I walked back into the summer evening, warmth floating off the suburban streets and up through the dipping maple trees, the sky soft with pastels of forest fire smoke lingering on the sun’s setting horizon. I got in my car and shivered as cold air blasted across my face. I shivered again at what I had just witnessed. I looked at the picture I took of my friend, with the other woman’s baby pressed to her heart, and I wept.
I am so relieved to live in a world where children still belong to us all. I am so relieved to know that although the world darkens – although the evil squeezes like a vice, and we want to explode or shrink or sometimes both – God is here. In this quiet neighborhood in a small town, in this little home tucked in an anonymous cul-de-sac, God is working. My friend’s hands are doing God’s work as she folds pink clothes and feeds hungry mouths and absorbs the pain of broken families. There’s God, front and center, weeping and saving and working.
That’s what I want Clara and Sammy and Audrey to know. When life frightens you with dark corners, when scary men and evil women shout their lies, and when the apathetic masses turn their faces away; God is still here. And once you know what He looks like, once you’ve seen that kind of staggering grace? You can’t miss it the next time. The brilliant light of selfless love is surprising in such a dark world. And I pray that, like Paul on the road to Damascus, you won’t be able to keep walking once that flash blinds you. You will have to stop, so startled by the Almighty, and you will be changed.

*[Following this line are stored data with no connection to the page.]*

PR #110, opened 2015-01-21
CH-1498: Added start date into start campaign form.

eshtadc:


acquia_lift.admin.unibar.inc
```diff
@@ -1666,7 +1666,7 @@ function acquia_lift_campaign_start_form_submit($form, &$form_state) {
 
   // Set the end date.
   module_load_include('inc', 'personalize', 'personalize.admin');
-  personalize_agent_end_date_form_submit($agent_data->machine_name, $form_state['values']['campaign_end']);
+  personalize_agent_date_form_submit($agent_data->machine_name, $form_state['values']);
 
   // Start the campaign.
   $form_state['acquia_lift']['started'] = personalize_agent_set_status($agent_data->machine_name, PERSONALIZE_STATUS_RUNNING);
```
katbailey: This is still starting the campaign even if you select a start date in the future.

eshtadc: Oh yeah, cause you are clicking "Start campaign"... d'oh.  Let me change this so that you still have access here, but instead of "start manually" it's "start now".. and then fix the logic.  Update coming.

PR #111, opened 2015-01-23
Ch 1800: Ensure the unibar functions with older or newer versions of the navbar module

eshtadc:
Navbar module will be changing the default menu class used for all JS and CSS interaction from '.menu' to '.navbar-menu'.  This was a decision made to avoid various conflicts with the standard Drupal menu system.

Because once we see what God looks like, we can’t just keep walking. Everything is different afterwards-
and my gosh, what a relief.
-Jessie
Thanks, Jess: That was beautifully written — and from your tender heart. Loved it! Love you, Carris
On Wed, Aug 17, 2016 at 12:50 PM, Horney Mom Tells All wrote:
> horneymomtellsall posted: “I talk about God a lot, especially with my > kids. Pretty much every conversation we have is directed in some spiritual > sense, because that’s who I am and because I don’t know how to leave that > out of my parenting. My kids hear about Jesus the way they hear” >
Absolutely beautiful! We are in the process of adoptin a little baby boy after 12 years of trying and I feel God I’m every step we have been through! Thank you for giving me a perspective this morning when sometimes I struggle to find him! On a side note, I need a wrap!! How do I get my hands on one!!?? Thank you so much for starting my morning off on the right mentality!!
You are a gifted writer. ..keep on blessing us!
You have such an amazing heart and beautiful way with words.